■ **Problem requirements**:
Give the count of lines below that include the word "this", and say nothing else.

+ + + + +

PR #629, opened 2019-08-19
Use ScenarioDamage risk test in integration tests

ptormene:
I was using a fragile approach to run the first found risk demo, but recently something changed and the test was not running as expected anymore. Another problem was that, in case of multiple ini files, the plugin now asks the user which one to use for the calculation, which would put the tests on hold, waiting for a response from the user. Now, while running tests, I use instead the original approach to let the engine guess which ini file to use from those that are available.


micheles:
Asking the user is good in interactive mode, while in test mode is good to use a default. I guess we can determine if we are in testing model by looking at the TRAVIS environment variable.

ptormene:
I am using an optional parameter (`use_default_ini`) that is `False` by default, but that is explicitly set to `True` when called from tests.

PR #647, opened 2019-09-10
Implement spatial join summary style algorithm as subclass

marioba:
Implement the processing algorithm "Join attributes by location (summary) and style output" as a subclass of the [QGIS `SpatialJoinSummary` processing algorithm](https://github.com/qgis/QGIS/blob/8a3c7b14c367771d096b4a6d006aa3c4b1017dd5/python/plugins/processing/algs/qgis/SpatialJoinSummary.py)


svir/processing_provider/spatial_join_summary_style.py
```diff
@@ -22,48 +22,20 @@
...
-    JOIN = "JOIN"
-    PREDICATE = "PREDICATE"
-    JOIN_FIELDS = "JOIN_FIELDS"
-    SUMMARIES = "SUMMARIES"
-    DISCARD_NONMATCHING = "DISCARD_NONMATCHING"
-    OUTPUT = "OUTPUT"
-    ADDED_FIELDS = "ADDED_FIELDS"
+class SpatialJoinSummaryStyle(SpatialJoinSummary):
+
+    def __init__(self):
```
ptormene: Perhaps this could be removed

svir/processing_provider/spatial_join_summary_style.py
```diff
@@ -114,321 +83,33 @@ def tr(self, string):
...
-                self.ADDED_FIELDS: self.fields_to_join}
+        input_layer = QgsProcessingUtils.mapLayerFromString(
+            self.parameters[self.INPUT], context)
 
-    def postProcessAlgorithm(self, context, feedback):
         processed_layer = QgsProcessingUtils.mapLayerFromString(
             self.dest_id, context)
-        added_fieldnames = [field.name() for field in self.fields_to_join]
+
+        added_fieldnames = set(processed_layer.fields().names()) - set(
```
ptormene: Please check if this does not preserve the order of fields. Perhaps it should be slightly better to do a little loop to preserve the order.

svir/processing_provider/spatial_join_summary_style.py
marioba: yes

svir/processing_provider/spatial_join_summary_style.py
marioba: done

+ + + + +

■ **Worked solution**:
2